Ferrando wird von dem an einer hartnäckigen Luftröhrenentzündung laborierenden Filipe Manu gespielt, während Ben Bliss im Orchestergraben den Gesangspart übernahm. Was für ein aufregendes Hausdebüt für – nicht nur für ihn, sondern auch für das Publikum. Trotz der ungünstigen Position war sein idealtypischer Mozarttenor auch in den Ensembles gut hörbar. Die Nagelprobe „Un‘aura amorosa“ gelang bestens und wurde zu Recht heftig beklatscht. Als Guglielmo gefiel Peter Kellner mit agilem Bariton und beherztem Schauspiel wie bereits als Figaro. Den reifen Gegenpol bildete Christopher Maltman mit einer hintergründigen und doch aalglatten Darstellung des Don Alfonso. Gesanglich können ihm ohnehin nicht viele das Wasser reichen.

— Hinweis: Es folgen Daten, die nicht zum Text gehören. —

PR #3368, opened 2021-12-21
add expr.Context and change Evaluator interface to take context

mccanne:
This commit changes the Eval() interface to expr.Evaluator to
add an "expression context" representing the state of a locally
executing flowgraph.  This includes references to named values
via a forthcoming let/with capability of Zed flowgraphs along
with a means to allocate new Zed values inside of the context
so they may be easily freed to a pool when no longer needed
downstream.  Some scaffolding for let and ast.Scope has been put in
for a subsequent PR to finish these bits.

zbuf.Batch now has a method to carry its expression context.
This is important as flowgraph concurrency requires that batches and
context be carried together.  Since a batch is a bunch of values
and the context allows the creation of new values in the same
batch, this design provides a foundation for more efficient batch
allocations in the future.  (For example, batches could be wrapped
so new values in a new batch could refer to byte slices in the
underlying batch and the top batch would ref the underlying batch.)

Also as part of this change, we reworked the convention in
expr.Evaluator.Eval() to return all Zed runtime erros as Zed
values and only unrecoverable system errors (e.g., i/o errors
or corrupt data errors) as Go errors.  This can cause uncaught
panics to occur from proc goroutines but a soon-to-be-merged PR
will add recover() to each proc goroutine.

Missing values are now generally not ignored in group-bys, cut,
put etc.  If you want to ignore them in these context,
you can wrap the underlying expressions in the new quiet() function,
where quiet turns error("missing") into error("quiet") and quiet
errors *are ignored*.  That says, yield ignores top-levelmissing
values.

We also updated many places in the code to use *zed.Value pointers
instead of zed.Values.  The pick proc has been removed.

proc.Function has been replaced with expr.Applier and various cleanup
made to appliers.


cmd/zed/dev/indexfile/create/command.go
```diff
@@ -113,6 +113,7 @@ func (c *Command) buildTable(zctx *zed.Context, reader zio.Reader) (*index.MemTa
 		return nil, err
 	}
 	table := index.NewMemTable(zctx, c.keys)
+	ctx := expr.NewContext()
```
nwt, line 116: In the same way we use `zctx` as the name for a `zed.Context` to avoid confusion with `context.Context`, I think we should stick with `ectx` as the name for these things.

compiler/semantic/proc.go
```diff
@@ -561,6 +552,22 @@ func semProc(ctx context.Context, scope *Scope, p ast.Proc, adaptor proc.DataAda
 			Kind:  "Over",
 			Exprs: exprs,
 		}, nil
+	case *ast.Scope:
+		locals, err := semAssignments(scope, p.Locals)
+		if err != nil {
+			return nil, err
+		}
+		//XXX need to add locals to scope data structure and
+		// extent it to handle local frame as well as consts, etc
```
nwt, line 561:
```suggestion
		// extend it to handle local frame as well as consts, etc.
```

docs/language/functions.md
```diff
@@ -42,6 +41,7 @@
   - [`nameof`](#nameof)
   - [`typeof`](#typeof)
   - [`typeunder`](#typeunder)
+  - [`quiet`](#quiet)
```
nwt, line 44: Put this between nameof and typeof so the list remains alphabetical (and likewise with the target of this link).

docs/language/functions.md
```diff
@@ -763,6 +741,27 @@ echo  '{flavor:"chocolate"}(=flavor)' \
...
 
+### `quiet`
+
+```
+quiet(a <any>) -> type
+```
+
+`quiet` returns `a` unless `a` is `error("missing")` in which case
+it returns `error("quiet")`.  Quiet errors are ignored by operators
+`yield`, `put`, `cut`, and `summarize`.
```
nwt, line 752:
```suggestion
`cut`, `put`, `summarize`, and `yield`.
```

docs/language/operators.md
```diff
@@ -646,7 +641,7 @@ value. For instance the sum of elements in an array can be computed with
 records and maps. This will be added shortly.
 
 \*\* `over` is currently in beta and works on a subset of the available
-operators including `filter`, `cut` and `pick`, and `summarize`.  Other operators
+operators including `filter`, `cut`, and `summarize`.  Other operators
```
nwt, line 644:
```suggestion
operators including `cut`, `filter`, and `summarize`.  Other operators
```

cmd/zed/dev/indexfile/create/command.go
mccanne: Ugh that's a lot of typing

docs/language/grouping.md
```diff
@@ -103,20 +103,26 @@ Name_Length count
...
 
 #### Output:
-```mdtest-output
+```mdtest-output head
+cname           dnmae   avg                count
+Los Angeles     missing 450.83037974683543 469
+San Diego       missing 496.74789915966386 168
+San Bernardino  missing 465.11764705882354 117
+Riverside       missing 463.8170731707317  110
+Orange          missing 510.91011235955057 107
```
nwt, line 125:
```suggestion
Orange          missing 510.91011235955057 107
...
```

expr/agg/collect.go
```diff
@@ -1,30 +1,31 @@
...
 
-func (c *Collect) update(v zed.Value) {
-	stash := make(zcode.Bytes, len(v.Bytes))
-	copy(stash, v.Bytes)
-	c.values = append(c.values, zed.Value{v.Type, stash})
-	c.size += len(v.Bytes)
+func (c *Collect) update(val *zed.Value) {
+	stash := make(zcode.Bytes, len(val.Bytes))
+	copy(stash, val.Bytes)
+	c.values = append(c.values, zed.Value{val.Type, stash})
```
nwt, line 27:
```suggestion
	c.values = append(c.values, *val.Copy())
```

error.go
```diff
@@ -12,16 +12,18 @@ import (
...
+var quiet = []byte("quiet")
 
 // Missing is value that represents the error condition that a field
 // referenced was not present.  The Missing value can be propagated through
 // functions and expressions and each operator must clearly defined its
 // semantics with respect to the Missing value.  For example, "true AND MISSING"
 // is MISSING.
-var Missing = NewError(ErrMissing)
+var Missing = &Value{TypeError, missing}
+var Quiet = &Value{TypeError, quiet}
```
nwt, line 26: NIt: There's no benefit to having `var missing = ...` and `var quiet = ...` up above.
```suggestion
var Missing = &Value{TypeError, []byte("missing")}
var Quiet = &Value{TypeError, []byte("quiet")}
```

expr/agg/fuse.go
```diff
@@ -11,34 +11,35 @@ type fuse struct {
...
+	}
 }
 
-func (f *fuse) Consume(v zed.Value) error {
+func (f *fuse) Consume(val *zed.Value) {
 	// only works for record types, e.g., fuse(foo.x) where foo.x is a record
-	typ, ok := v.Type.(*zed.TypeRecord)
-	if !ok {
-		return nil
+	if typ, ok := val.Type.(*zed.TypeRecord); ok {
```
nwt, line 24:
```suggestion
	if typ := zed.TypeRecordOf(val.Type); typ != nil {
```

expr/applier.go
```diff
@@ -0,0 +1,11 @@
+package expr
+
+import (
+	"fmt"
+)
+
+type Applier interface {
```
nwt, line 7: I think this should stay in proc/apply.go since that's the only place it's used.

expr/context.go
```diff
@@ -0,0 +1,52 @@
+package expr
+
+import (
+	"github.com/brimdata/zed"
+	"github.com/brimdata/zed/zcode"
+)
+
+// Context is an interface to a scope and value allocator for expressions.
+// This allows external packages to implement efficint temporary buffering
```
nwt, line 9:
```suggestion
// This allows external packages to implement efficient temporary buffering
```

expr/context.go
```diff
@@ -0,0 +1,52 @@
...
+// of Zed values both for let-style temporary variables accessible via
+// Context.Scope() and for allocating results.
```
nwt, line 11:
```suggestion
// the scope and for allocating results.
```

expr/eval.go
```diff
@@ -11,34 +10,29 @@ import (
...
 }
 
-func (n *Not) Eval(rec *zed.Value) (zed.Value, error) {
-	zv, err := evalBool(n.expr, rec)
-	if err != nil {
-		return zv, err
-	}
+func (n *Not) Eval(ectx Context, val *zed.Value) *zed.Value {
+	zv := evalBool(ectx, n.expr, val)
 	if zed.IsTrue(zv.Bytes) {
```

Despina ist in Koskys Theater Mädchen für alles und muss Staubsauger wie Akkuschrauber bedienen. Kate Lindsey zeichnet sie gewohnt überzeugend als junge Frau, deren wohl geringes Salär sie zu Don Alfonsos Helfershelferin macht, zumal sie kein Kind von Traurigkeit ist und die Schwestern Fiordiligi und Dorabella mit vulgären Gesten auch ein wenig herausfordert.
Gesanglich liegt ihr die Rolle ausgezeichnet, jedenfalls klang ihre Stimme runder und frischer als der Charaktermezzo von Emily d’Angelo als Dorabella, welche eher mit ihrer burschikosen Bühnenpräsenz imponierte. Als Fiordiligi überzeugte Federica Lombardi, auch wenn sie diese Partie nicht immer so mühelos perfekt singt, wie man es von ihr gewohnt ist. Für die leidenschaftliche Beschwörung ihrer Treue „Come scoglio“ erhielt sie jedenfalls Szenenapplaus, und auch darstellerisch machte sie beste Figur.
Philippe Jordan dirigierte vom Hammerklavier aus; dass die Rezitativbegleitung in Così damit zur Chefsache wird, tut dem Werk gut, denn hier erweist sich Jordan als Meister mit viel Sinn für Nuancen, was auch mit Koskys akribischer Regie bestens zusammenpasst. Auch das Staatsopernorchester reflektierte die spannungsgeladene Bühnenatmosphäre, um im nächsten Moment wieder spöttische Heiterkeit zu verbreiten. Minimale Abweichungen verbucht man als „live is life“. Hauptsache, man nimmt das Leben, sich selbst und die Mitmenschen mit Humor. So unterhaltsam ist dieses Werk selten.